The standard contract form between the client and the contractor is the central agreement that enables the construction of buildings within the time, cost, and quality specifications.
Part of an architect’s job involves thinking like a lawyer, unfortunately.
7. You Don’t Have Much Time for Anything Else
From the studios in college to the desktop in an architect’s firm, spare time is not a luxury an architect gets to enjoy often.
An architect leads a hectic life. But if you study architecture for all the wrong reasons, and you value leisure and party time more than the hard but necessary graft to see your architectural ideas come to fruition, then architecture is not for you.
There is no right or wrong, but only a choice you have to make.
8. You Are Sleep Deprived
This point follows the previous one.
Do architects sleep?
Yes, they do. But not a whole lot.
Long hours are part and parcel of mastering the architecture trade. You have to be a student of the game before becoming the captain who commands the ship.
Until then, prepare for long hours and the occasional all-nighters.
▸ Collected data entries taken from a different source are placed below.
PR #459, opened 2024-01-09
feat(dev): add pageUrlField to generated configs

briantstephan:
Adds the `pageUrlField` to each feature's `entityPageSet` object in features.json and templates.json, if applicable.

Tested by adding a `pageUrlField` to a template's `TemplateConfig` and then running `pages generate features`, which made `pageUrlField` appear as a field within the feature's `entityPageSet` in features.json. Running `pages generate templates` made `pageUrlField` appear as a field within the feature's `entityPageSet` in templates.json, as expected.


packages/pages/src/common/src/feature/features.ts
```diff
@@ -93,7 +94,9 @@ export const convertTemplateConfigToFeatureConfig = (
   } else {
     featureConfig = {
       ...featureConfigBase,
-      entityPageSet: {},
+      entityPageSet: config.pageUrlField
+        ? { pageUrlField: config.pageUrlField }
```
mkilpatrick, line 98: Check with Spruce if they require not setting the key. If not, we don't need this ternary.

briantstephan: The field is actually omitted automatically if `pageUrlField` is `null` even without the ternary, so I removed it.

mkilpatrick (approved):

There are health risks for architects who manage their work-life balance poorly.
If you are willing to sacrifice time for the love and opportunity to create, especially in those early years, you will do just fine in this regard.
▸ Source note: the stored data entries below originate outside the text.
PR #462, opened 2024-01-10
feat(plugin): create plugin to integrate modules

dsurducan:
Allows clients to create "modules". See my test modules here: https://github.com/asanehisa/widgets-test-site/tree/main/src/modules
Hosted here: https://www.yext.com/s/4059983/yextsites/134396/branch/96516/deploys/recent?b=4059983

example use case: to allow clients to put react Search SDK on their non react pages (similar to how we used to iframe the Search Theme in the past)

All a user would need to do to have this work is:
1. create a separate folder under the "modules" subfolder in the pages-starter for each module with the name of the folder corresponding to the name of the module (ex. "`search`") which will be what is used when packaging into a umd module (ex. `search.umd.js`)

In each folder they can have:
- The main module file (ex `search.tsx`) (this will contain all of the logic and configuration that pages allows you to provide, some variable of type Module is required. If ModuleConfig is configured, it'll use the provided name.)
- `tailwind.config.ts file`
- `postcss.config.cjs file` that specifies the path of the tailwind config file they want the module to use
`module.exports = {
  plugins: {
    "tailwindcss": {config: './tailwind-config.ts' },
    "autoprefixer": {},
  },
};`
Also ensure the css code (if used) is scoped properly to the widget. It can affect code in the non-react site if not. 

This also adds response headers to the `config.yaml` such that different sites can import the widget. This can be manually changed to only allow certain sites to use the widget.

Here is a test site to see how modules appear. 
https://vibrantly-plain-lark.pgsdemo.com/test.html

To inject a module into non-react site the following is required: 
```
<div id="moduleName"> </div>
<script type="module" src="moduleUrl"></script>
```

Here's my most recent instructions / setup guide: 
https://snapdragon-hat-825.notion.site/Widgets-in-PagesJS-fc01b4e61005482e92ec4ebee462e603?pvs=4


packages/pages/src/common/src/widget/types.ts
```diff
@@ -0,0 +1,72 @@
...
+  document: T;
+  /** Additional metadata added by the toolchain */
+  __meta: {
+    /** Specifies if the data is returned in development or production mode */
+    mode: "development" | "production";
+  };
+}
+
+/**
+ * The shape of the data passed directly to the template's render function.
```
mkilpatrick, line 54: Doc incorrect. Still has "template" wording.

packages/pages/src/common/src/widget/types.ts
```diff
@@ -0,0 +1,72 @@
...
+ * Extends the {@link TemplateProps} interface and has the additions of a path
+ * and a relativePrefixToRoot field.
+ *
+ * @public
+ */
+export interface WidgetRenderProps<T = any> extends WidgetProps<T> {
```
mkilpatrick, line 60: I don't think this is necessary, at least not yet. There's no support you added for users defining the widget path. It just goes by the name, correct?

packages/pages/src/common/src/widget/types.ts
```diff
@@ -0,0 +1,72 @@
...
+ *
+ * @public
+ */
+export interface WidgetConfig {
+  /** The name of the widget feature. If not defined uses the widget filename (without extension) */
+  name?: string;
+}
+
+/**
+ * The shape of the data passed directly to the different template functions
```
mkilpatrick, line 39: different widgets

packages/pages/src/common/src/widget/types.ts
```diff
@@ -0,0 +1,72 @@
...
+ *
+ * @public
+ */
+export interface WidgetProps<T = Record<string, any>> {
```
mkilpatrick, line 43: You're not supporting streams yet, so this might not be necessary. Or at least you can remove the `document: T` param.

packages/pages/src/vite-plugin/build/build.ts
```diff
@@ -21,6 +22,12 @@ export const build = async (
   return {
     name: "vite-plugin:build",
     apply: "build",
+    writeBundle: {
```
mkilpatrick, line 25: Rebase on main

packages/pages/src/vite-plugin/widgets/plugin.ts
```diff
@@ -0,0 +1,93 @@
...
+      emptyOutDir: false,
+      outDir: outdir,
+      minify: false,
+      lib: {
+        entry: filepaths,
+        formats: ["es"],
+      },
+      rollupOptions: {
+        output: {
+          format: "umd",
```
mkilpatrick, line 65: I thought building multiple files in umd format doesn't work. Did you test with more than one widget? I'm pretty sure you'll need to loop over each widget and do a build, rather than a single build with all entries.

packages/pages/src/vite-plugin/widgets/plugin.ts
```diff
@@ -0,0 +1,93 @@
...
+          entryFileNames: `[name]/search.umd.js`,
```
mkilpatrick, line 66: Don't hardcode this. The output filename should just be [name].js, where name will be the widget's name defined by the config or the filename if the config.name isn't defined.

packages/pages/src/vite-plugin/widgets/plugin.ts
```diff
@@ -0,0 +1,93 @@
...
+    ],
+  });
+};
+
+export const shouldBundleWidgets = (projectStructure: ProjectStructure) => {
+  const { rootFolders, subfolders } = projectStructure.config;
+  return fs.existsSync(path.join(rootFolders.source, subfolders.widgets));
+};
+
+const getFilePathName = (filepath: string) => {
```
mkilpatrick, line 89: This should use the widget config.name. I recommend creating an internal type for the widget config which handles that translation and then using it here. See `convertTemplateConfigToTemplateConfigInternal` in `packages/pages/src/common/src/template/internal/types.ts`

package-lock.json
```diff
@@ -0,0 +1,12425 @@
+{
```
mkilpatrick, line 1: This file shouldn't exist. You probably used npm instead of pnpm at once point. You can delete this.

packages/pages/src/vite-plugin/widgets/plugin.ts
dsurducan: I tried it with two widgets and it packaged them into two separate umd modules but I didn't try serving it locally so maybe I should do that too

packages/pages/src/common/src/template/internal/types.ts
```diff
@@ -71,6 +72,14 @@ export interface TemplateConfigInternal {
   slugField?: string;
 }
 
+/**
+ * The exported `config` function's definition.
+ */
+export interface WidgetConfigInternal {
```
mkilpatrick, line 78: Can you make a src/widgets/internal/types.ts file instead of putting it in the template one?

packages/pages/src/common/src/widget/types.ts
```diff
@@ -0,0 +1,47 @@
...
+ *
+ * @public
+ */
+export interface WidgetConfig {
+  /** The name of the widget feature. If not defined uses the widget filename (without extension) */
+  name?: string;
+}
+
+/**
+ * The shape of the data passed directly to the different widget functions
```
mkilpatrick, line 37: add period

pnpm-lock.yaml
```diff
@@ -7654,7 +7663,7 @@ packages:
       - rollup
     dev: false
 
-  /vite@5.0.2:
+  /vite@5.0.2(@types/node@20.10.6):
```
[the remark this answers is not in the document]
asanehisa: ignoring for now

packages/pages/src/common/src/module/types.ts
```diff
@@ -0,0 +1,31 @@
...
+
+/**
+ * The type definition for the module's default function.
+ *
+ * @public
+ */
+export type Module = () => React.JSX.Element;
+
+/**
+ * The exported `config` function's definition.
```
mkilpatrick, line 11: Is the "function's" part a copy/paste from serverless functions? I would change this to be more meaningful for a user as this is an exposed type: "The configuration options for a Module."

packages/pages/src/common/src/module/types.ts
```diff
@@ -0,0 +1,31 @@
...
+ *
+ * @public
+ */
+export interface ModuleConfig {
+  /** The name of the module feature. If not defined uses the module filename (without extension) */
```
mkilpatrick, line 16: "feature" seems weird here. Just the "name of the module" is fine.

packages/pages/src/common/src/module/types.ts
```diff
@@ -0,0 +1,31 @@
...
+  name?: string;
+}
+
+/**
+ * The shape of the data passed directly to the different module functions.
```
mkilpatrick, line 21: The shape of the data passed directly to the module's default export.

packages/pages/src/common/src/parsers/sourceFileParser.ts
```diff
@@ -207,4 +208,115 @@ export default class SourceFileParser {
   getAllText(): string {
     return this.sourceFile.getFullText();
   }
+
+  /**
+   * For example, we can do getVariablePropertyByType("ModuleConfig", "name")
```
mkilpatrick, line 213: I think this will be brittle to use. There's nothing forcing a user to actual type their config. They should, but they don't have to. So if we're solely relying on the type to find the config then this will fail. The config name is specific though, so we can just look for that.

packages/pages/src/common/src/parsers/sourceFileParser.ts
```diff
@@ -207,4 +208,115 @@ export default class SourceFileParser {
...
+          const value = variableProperty
+            .getFirstChildByKind(SyntaxKind.StringLiteral)
+            ?.getText();
+          if (value) {
+            return value;
+          } else {
+            return variableProperty;
+          }
+        } else {
+          console.log(type + " does not have a '" + property + "' property.");
```
mkilpatrick, line 249: Use string interpolation. It's easier to read.

packages/pages/src/common/src/parsers/sourceFileParser.ts
```diff
@@ -207,4 +208,115 @@ export default class SourceFileParser {
...
+          return;
+        }
+      } else {
+        console.log(
+          "Initializer for " + type + "variable is not an object literal."
```
mkilpatrick, line 254: Same

packages/pages/src/common/src/parsers/sourceFileParser.ts
mkilpatrick, line 249: Do we just console.log in other places or do we error? I think we'd want to error out and fail the build.

packages/pages/src/vite-plugin/modules/plugin.ts
```diff
@@ -0,0 +1,173 @@
...
+import { processEnvVariables } from "../../util/processEnvVariables.js";
+import { nodePolyfills } from "vite-plugin-node-polyfills";
+import pc from "picocolors";
+import { addResponseHeadersToConfigYaml } from "../../util/editConfigYaml.js";
+import SourceFileParser, {
+  createTsMorphProject,
+} from "../../common/src/parsers/sourceFileParser.js";
+
+const wrappedCode = (moduleName: string, containerName: string): string => {
+  return `\nconst moduleContainerForBuildUseOnly = document.getElementById('${containerName}');
```
mkilpatrick, line 16: This would be easier to read if formatted using triple backticks.

packages/pages/src/vite-plugin/modules/plugin.ts
```diff
@@ -0,0 +1,173 @@
...
+  <React.StrictMode>
+    <${moduleName}/>
+  </React.StrictMode>,
+  moduleContainerForBuildUseOnly
+);
+  `;
+};
+
+const moduleResponseHeader = {
+  pathPattern: "^modules/.*",
```
mkilpatrick, line 31: I'm not sure if this needs to configurable. I can imagine someone wanting to change this somehow. Ask in the project channel.

packages/pages/src/vite-plugin/modules/plugin.ts
```diff
@@ -0,0 +1,173 @@
...
+};
+
+export const buildModules = async (
+  projectStructure: ProjectStructure
+): Promise<void> => {
+  if (!shouldBundleModules(projectStructure)) {
+    return;
+  }
+
+  addResponseHeadersToConfigYaml(projectStructure, moduleResponseHeader);
```
mkilpatrick, line 43: Also verify if we should be updating the config.yaml automatically.

packages/pages/src/vite-plugin/modules/plugin.ts
```diff
@@ -0,0 +1,173 @@
...
+      envPrefix: envVarConfig.envVarPrefix,
+      resolve: {
+        conditions: ["worker", "webworker"],
+      },
+      publicDir: false,
+      css: {
+        postcss: path.join(
+          rootFolders.source,
+          subfolders.modules,
+          `${moduleName}/postcss.config.cjs`
```
mkilpatrick, line 88: A user could technically use .cjs or .mjs. or .js. or .ts.

packages/pages/src/vite-plugin/modules/plugin.ts
```diff
@@ -0,0 +1,173 @@
...
+      const filepath = path.resolve(f);
+      const moduleName = getModuleName(filepath);
+      filepaths[moduleName] = filepath;
+    });
+
+  const logger = createLogger();
+  const loggerInfo = logger.info;
+
+  for (const [moduleName, modulePath] of Object.entries(filepaths)) {
+    const index = addExtraModuleCode(modulePath, moduleName);
```
mkilpatrick, line 66: Why do we need to add the moduleCode and then remove it?

packages/pages/src/vite-plugin/modules/plugin.ts
```diff
@@ -0,0 +1,173 @@
...
+  if (declaration === undefined) {
+    throw new Error(`Cannot find variable Module in ${modulePath}`);
+  }
+  const moduleName = declaration.getName();
+  const insertIndex = sfp.getEndPos();
+  const afterInsertIndex = sfp.insertStatement(
+    wrappedCode(moduleName, name),
+    insertIndex
+  );
+  sfp.addReactImports();
```
mkilpatrick, line 158: Do we actually need this? Is the react stuff because of the ReactDOM.render we're using? Or is it just if the user doesn't add it to their template? If the latter I don't think we need to do it for them automatically.

packages/pages/src/vite-plugin/modules/plugin.ts
mkilpatrick, line 43: We'll definitely need to test this manually against a reverse proxy setup, meaning the module is hosted at a RP domain.

packages/pages/src/vite-plugin/modules/plugin.ts
asanehisa: >  Is the react stuff because of the ReactDOM.render we're using?


Yes! We do need it for that.

packages/pages/src/vite-plugin/modules/plugin.ts
asanehisa: Ah I remove it so it doesn't show up to user, just added for the bundling into umd file

packages/pages/src/vite-plugin/modules/plugin.ts
asanehisa: Confirmed with Aaron.

packages/pages/src/vite-plugin/modules/plugin.ts
asanehisa: Ok! Do we want to support all of them or just .js?

packages/pages/src/common/src/parsers/sourceFileParser.ts
asanehisa: Oh I see. By "The config name is specific" do you mean, they'll always name the const `config` and if so why / how can we guarantee this?

packages/pages/src/vite-plugin/modules/plugin.ts
asanehisa: Added support for all!

packages/pages/src/util/editConfigYaml.ts
```diff
@@ -33,4 +41,12 @@ export const addResponseHeadersToConfigYaml = (
   }
 
   fs.writeFileSync(configYamlPath, YAML.stringify(yamlDoc));
+
+  if (comment) {
+    const yaml = YAML.parseDocument(fs.readFileSync(configYamlPath, "utf-8"));
+    const responseHeader: any = yaml.get("responseHeaders");
+    responseHeader.comment = comment;
```
mkilpatrick, line 48: Doesn't this add the comment to the top of the responseHeaders? If you have multiple modules it's going to have multiple comments in a row saying the same thing. I think we want it above each new entry we auto add. Is it possible to add nodes to the yaml doc so you can add comments at the same time or can you only add via json above?

packages/pages/src/vite-plugin/modules/plugin.ts
```diff
@@ -56,14 +64,24 @@ export const buildModules = async (
...
     });
 
   const logger = createLogger();
   const loggerInfo = logger.info;
 
-  for (const [moduleName, modulePath] of Object.entries(filepaths)) {
-    const index = addExtraModuleCode(modulePath, moduleName);
+  if (tailwindBaseExists()) {
+    // TODO add link to recommended implementation for user.
+    loggerInfo(
```
mkilpatrick, line 76: Use logWarning from packages/pages/src/util/logError.ts

packages/pages/src/vite-plugin/modules/plugin.ts
```diff
@@ -72,6 +90,18 @@ export const buildModules = async (
...
+    // For each module, add response header to config.yaml.
+    // Users can manually adjust headerKey and headerValue in their config.yaml.
+    // As long as pathPattern matches, it won't be overwitten.
+    addResponseHeadersToConfigYaml(
+      projectStructure,
+      {
+        pathPattern: `^modules/${moduleName}.*`,
+        ...moduleResponseHeaderProps,
+      },
+      " This response header allows access to your modules from other sites"
```
mkilpatrick, line 102: Remove space before `This`

packages/pages/src/vite-plugin/modules/plugin.ts
```diff
@@ -171,3 +205,60 @@ const removeAddedModuleCode = (modulePath: string, index: number) => {
...
+  }
+
+  for (const extension of postcssExtensions) {
+    const filePath = path.join(`postcss.config.${extension}`);
+    if (fs.existsSync(filePath)) {
+      return filePath;
+    }
+  }
+
+  throw new Error(`Cannot find a postcss.config file for ${filename}`);
```
mkilpatrick, line 242: A user doesn't need to use TW/PostCss at all.

packages/pages/src/vite-plugin/modules/plugin.ts
```diff
@@ -171,3 +205,60 @@ const removeAddedModuleCode = (modulePath: string, index: number) => {
...
+ * Returns the postcss.config filepath if it exists in module.
+ * Else returns the root postcss.config filepath.
+ * If there is none, throws error.
+ *
+ * @param rootFolders
+ * @param subfolders
+ * @param filename of module
+ * @returns string
+ */
+const getPostcssConfigFilepath = (
```
mkilpatrick, line 219: getPostCssConfigFilepath

packages/pages/src/vite-plugin/modules/plugin.ts
```diff
@@ -171,3 +205,60 @@ const removeAddedModuleCode = (modulePath: string, index: number) => {
...
+  rootFolders: any,
+  subfolders: any,
+  filename: string
+): string => {
+  for (const extension of postcssExtensions) {
```
mkilpatrick, line 224: You can just glob for the file and use the extension selector - https://stackoverflow.com/questions/43118216/how-to-include-multiple-file-extensions-with-glob-sync-in-nodejs

packages/pages/src/vite-plugin/modules/plugin.ts
```diff
@@ -171,3 +205,60 @@ const removeAddedModuleCode = (modulePath: string, index: number) => {
...
+      return filePath;
+    }
+  }
+
+  throw new Error(`Cannot find a postcss.config file for ${filename}`);
+};
+
+/**
+ * Looks at all css files in src and returns true
+ * if there is an unwrapped tailwind base
```
mkilpatrick, line 247: period

packages/pages/src/vite-plugin/modules/plugin.ts
```diff
@@ -171,3 +205,60 @@ const removeAddedModuleCode = (modulePath: string, index: number) => {
...
+ *
+ * @returns boolean
+ */
+const tailwindBaseExists = (): boolean => {
+  const files = glob.sync("./src/**/*.css");
+  for (const filePath of files) {
+    try {
+      const data = fs.readFileSync(filePath, "utf8");
+      if (data.includes(`@tailwind base`) && !data.includes(`.tailwind {`)) {
```
mkilpatrick, line 256: You can't assume someone is wrapping in .tailwind can you? Like if I have 2 different modules and I want to put both on the same page then they'd need to have the base namespaced differently, right?

packages/pages/src/vite-plugin/modules/plugin.ts
```diff
@@ -171,3 +205,60 @@ const removeAddedModuleCode = (modulePath: string, index: number) => {
...
+        return true;
+      }
+    } catch (err) {
+      throw new Error(`Cannot read file at ${filePath} due to: ${err}`);
```
mkilpatrick, line 260: I think we ignore the error and return false. A user could have some weird file we effectively just want to skip over. Comment about this in the catch though because it's intentional we're not handling.

packages/pages/src/common/src/parsers/sourceFileParser.ts
mkilpatrick: Yes. We can guarantee it because it's convention for how to use a module. I mean it's technically not required because name is the only property which is optional, so you'd have to look for an export named config, otherwise it doesn't exist and we end up using the filename.

packages/pages/src/util/editConfigYaml.ts
asanehisa: This just adds one comment! 

I tried to add it via nodes but it got messier than I'd prefer and required weird formatting due to the fact that responseHeaders is an array of objects. Therefore in the end I decided keeping the simple JSON method was cleaner + had less room for error.

packages/pages/src/vite-plugin/modules/plugin.ts
asanehisa: Ah oops.

packages/pages/src/vite-plugin/modules/plugin.ts
asanehisa: You're right. Changed it to check if it is inside any rule.

packages/pages/src/util/editConfigYaml.ts
mkilpatrick: The issue is that there could be other responseHeaders the user adds.

Also, the text is "This response header allows access to your modules from other sites". Let's verify with Aaron that we actually want this at all. If so then we should change the text.

packages/pages/src/vite-plugin/modules/plugin.ts
asanehisa: Done + tested.

packages/pages/src/vite-plugin/modules/plugin.ts
asanehisa: I don't think that is possible in this code. I get 
```
This expression is not callable.
Type 'String' has no call signatures.
```

mkilpatrick: Woops, triple backticks is Go 😅.

packages/pages/src/vite-plugin/modules/plugin.ts
```diff
@@ -8,12 +8,19 @@ import { processEnvVariables } from "../../util/processEnvVariables.js";
...
   createTsMorphProject,
 } from "../../common/src/parsers/sourceFileParser.js";
+import { logWarning } from "../../util/logError.js";
+import postcss from "postcss";
+import nested from "postcss-nested";
 
 const wrappedCode = (moduleName: string, containerName: string): string => {
-  return `\nconst moduleContainerForBuildUseOnly = document.getElementById('${containerName}');
+  return `
+// The following code is added during build and removed after build is completed.
```
mkilpatrick, line 22: You should be able to use rollup's `outro` option to handle this instead of modifying the original file.

mkilpatrick: You can use `intro` for the react imports.

packages/pages/src/vite-plugin/modules/plugin.ts
```diff
@@ -171,3 +203,71 @@ const removeAddedModuleCode = (modulePath: string, index: number) => {
   sfp.removeUnusedImports();
   sfp.save();
 };
+
+/**
+ * Returns the postcss.config filepath if it exists in module.
```
mkilpatrick, line 208: in the module

packages/pages/src/vite-plugin/modules/plugin.ts
```diff
@@ -0,0 +1,273 @@
...
+      css: {
+        postcss: getPostCssConfigFilepath(
+          rootFolders,
+          subfolders,
+          fileInfo.name
+        ),
+      },
+      esbuild: {
+        logOverride: {
+          "css-syntax-error": "silent",
```
mkilpatrick, line 122: I don't think we want this. Also esbuild shouldn't be used at all so I don't think we need the whole esbuild block.

packages/pages/src/vite-plugin/modules/plugin.ts
```diff
@@ -0,0 +1,273 @@
...
+        },
+      },
+      build: {
+        chunkSizeWarningLimit: 2000,
```
mkilpatrick, line 126: remove

packages/pages/src/vite-plugin/modules/plugin.ts
asanehisa: Was trying to suppress this warning: 
```
warnings when minifying css:
▲ [WARNING] Unexpected "{" [css-syntax-error]

    <stdin>:630:1:
      630 │  {
          ╵  ^
```
The exact line it is warning you about shifts, but is always there when minimize: true.

packages/pages/src/vite-plugin/modules/plugin.ts
mkilpatrick: Oic. You can keep it then.

packages/pages/src/vite-plugin/modules/plugin.ts
asanehisa: Oh that is really weird. It did properly suppress the warning when running npm run prod

asanehisa: https://github.com/vitejs/vite/issues/9196
https://github.com/vitejs/vite/pull/9210

asanehisa: Can also add a catch error in the logger for this instead if we prefer.

packages/pages/src/vite-plugin/modules/plugin.ts
```diff
@@ -117,13 +112,7 @@ export const buildModules = async (
           fileInfo.name
         ),
       },
-      esbuild: {
-        logOverride: {
-          "css-syntax-error": "silent",
```
mkilpatrick: We can keep this if necessary. We're you still getting the warnings after I couldn't reproduce yesterday?

packages/pages/src/vite-plugin/modules/plugin.ts
```diff
@@ -117,13 +112,7 @@ export const buildModules = async (
...
-        },
-      },
       build: {
-        chunkSizeWarningLimit: 2000,
```
mkilpatrick: I responded to the last comment that we can keep this since the default is 500. Didn't realize that.

packages/pages/src/vite-plugin/modules/plugin.ts
```diff
@@ -148,10 +138,42 @@ export const buildModules = async (
...
   }
 };
 
+export default function addWrappedCodePlugin(
+  path: string,
+  moduleName: string
+): Plugin {
+  return {
+    name: "wrapped-code-plugin",
+    apply: "build",
```
mkilpatrick, line 150: Try `pre` based on our discussion.

packages/pages/src/vite-plugin/modules/plugin.ts
```diff
@@ -19,19 +20,14 @@ import nested from "postcss-nested";
 
 const wrappedCode = (moduleName: string, containerName: string): string => {
```
mkilpatrick, line 21: Can you move this down closer to the functions that are using it?

mkilpatrick (dismissed):

packages/pages/src/vite-plugin/modules/plugin.ts
```diff
@@ -8,9 +8,6 @@ import { processEnvVariables } from "../../util/processEnvVariables.js";
 import { nodePolyfills } from "vite-plugin-node-polyfills";
 import pc from "picocolors";
 import { addResponseHeadersToConfigYaml } from "../../util/editConfigYaml.js";
-// https://github.com/dolanmiu/vite-plugin-scope-tailwind/issues/5
-// @ts-expect-error due to type any
-import scopeTailwind from "vite-plugin-scope-tailwind";
```
mkilpatrick: Remove from package.json

mkilpatrick (approved):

Otherwise, you’d do better looking elsewhere.
9. Your Friends Are Mostly Architects Talking About Architecture
The funny thing is, the longer you work as an architect, the risk increases that your circle of friends shrinks to mostly architects.
When architects come together, the gene pool becomes a little too homogeneous, and the topics of conversation usually do not stray too far from what the profession has programmed them to think and talk about.
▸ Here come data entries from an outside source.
PR #463, opened 2024-01-10
feat(dev): pass slugField to generate-test-data if provided

briantstephan:
This adds slugField to entityPageSet to that it can be read by the CLI in dynamic dev mode.


packages/pages/src/dev/server/ssr/generateTestData.ts
```diff
@@ -52,16 +55,30 @@ export const generateTestDataForSlug = async (
...
+    );
+    const streamConfig = convertTemplateConfigToStreamConfig(
+      templateModuleInternal.config
+    );
+    const featuresConfigForEntityPages: FeaturesConfig = {
+      features: "entityPageSet" in featureConfig ? [featureConfig] : [],
+      streams: streamConfig ? [streamConfig] : [],
+    };
+    const args = getCommonArgs(featuresConfigForEntityPages, projectStructure);
+    args.push("--slug", templateModuleInternal.config.slugField ?? slug);
```
mkilpatrick, line 72: `slug` represents the slug value, which is coming from the url request. It's not "what slug field to use." We'll need new functionality in the CLI function.

packages/pages/src/dev/server/ssr/generateTestData.ts
```diff
@@ -52,16 +55,30 @@ export const generateTestDataForSlug = async (
...
-    features: featuresConfig.features.filter((f) => "entityPageSet" in f),
-    streams: featuresConfig.streams,
-  };
-  const args = getCommonArgs(featuresConfigForEntityPages, projectStructure);
-  args.push("--slug", slug);
 
-  const parsedData = await spawnTestDataCommand(stdout, "yext", args);
-  return getDocumentByLocale(parsedData, locale);
+  const allParsedData: any[] = [];
+  templateModuleCollection.forEach(async (templateModuleInternal) => {
```
mkilpatrick, line 60: You shouldn't need to do this. You can just pass the slug off of the templateModuleInternal into generateTestDataForPage

briantstephan: Would that be better than simply putting it into entityPageSet and then allowing the CLI to pick it up from there?

mkilpatrick:
Did you forget to stage something? The new field isn't passed to generateTestData at all.

mkilpatrick (approved):

asanehisa (approved):

packages/pages/src/dev/server/ssr/generateTestData.ts
```diff
@@ -60,6 +60,25 @@ export const generateTestDataForSlug = async (
   const args = getCommonArgs(featuresConfigForEntityPages, projectStructure);
   args.push("--slug", slug);
 
+  const nonStaticFeatureNames = new Set<string>(
```
mkilpatrick, line 63: I don't think this is necessary. You can just loop over the templateModuleCollection and add slugField if it's defined, otherwise add entity.slug. It doesn't matter if we loop over static templates too.

packages/pages/src/dev/server/ssr/getLocalData.ts
```diff
@@ -74,21 +74,23 @@ export const getLocalDataManifest = async (
...
+      vite,
+      async (t) => featureName === t.config.name,
+      templateFilepaths
+    );
+
     const uid = data.uid?.toString();
     const entityId = data.id?.toString();
-    const slug = data.slug?.toString();
+    const slugField = templateModuleInternal?.config?.slugField;
+    const slug = slugField ? data[slugField] : data.slug?.toString();
```
mkilpatrick, line 86: Do you need to .toString() data[slugField]? Or is toString not necessary on data.slug?

briantstephan: We shouldn't to toString on `data[slugField]` so that it is properly passed as undefined in the case that it isn't there.

packages/pages/src/dev/server/ssr/generateTestData.ts
```diff
@@ -60,6 +60,23 @@ export const generateTestDataForSlug = async (
...
   args.push("--slug", slug);
 
+  const slugFields = new Set<string>();
+  let shouldAddDefaultSlugField = false;
+  templateModuleCollection.forEach((templateModule) => {
+    const slugField = templateModule?.config?.slugField;
+    if (slugField) {
+      slugFields.add(`entity.${slugField}`);
+    } else {
+      shouldAddDefaultSlugField = true;
```
mkilpatrick, line 70: This else could just add entity.slug and then you can can rid of lines 73-78 (and always do the args.push now).

mkilpatrick (approved):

You counter this risk by consciously staying in touch with your high school friends, as much as your time allows.
Nothing against architects, but you want to indulge in other equally stimulating conversations and activities outside of architecture during your time out.
It is a career that requires some skillful work-life balancing act.
10. The Path to Licensure Is Arduous
Architects would logically want to obtain the architect’s license after they graduate.
However, the road to architecture licensure is filled with practical experience requirements and passing the registration exam.
Documentation may be necessary for work experiences you gained abroad in place of those logged locally – depending on the jurisdiction you intend to practice.
It is a critical stage that you should pursue as soon as you graduate should you aim to achieve a six-figure salary as an architect. The eventual married life with kids will add further responsibilities which could derail this pursuit.
All of the reasons mentioned above are real and can defeat you in your quest to be a full-fledged architect.
However, you do not have to jump both feet into a costly architecture program straightaway.
If you have some basic CAD or photoshop skills, offer to work in a small architecture firm for a few months and get a feel for life as an architect. Get involved in as many tasks as the firm needs.
What if you get paid next to nothing? So be it.
You are getting a glimpse into how architecture works, which hopefully helps you make an informed decision when you finally decide to study architecture.
That alone is worth its weight in gold when you are at this crossroads.
It is worth noting that you are not strictly limited to being an architect with a degree in architecture. There are alternative career paths, including some industry-related professions, that architects can and have successfully switched to.
You may also have gotten disillusioned after some years of working as an architect. Hopefully, this post helps to re-focus your thoughts and re-strategize your actions from here on in, whatever that may be.
When the mind decides, the body follows.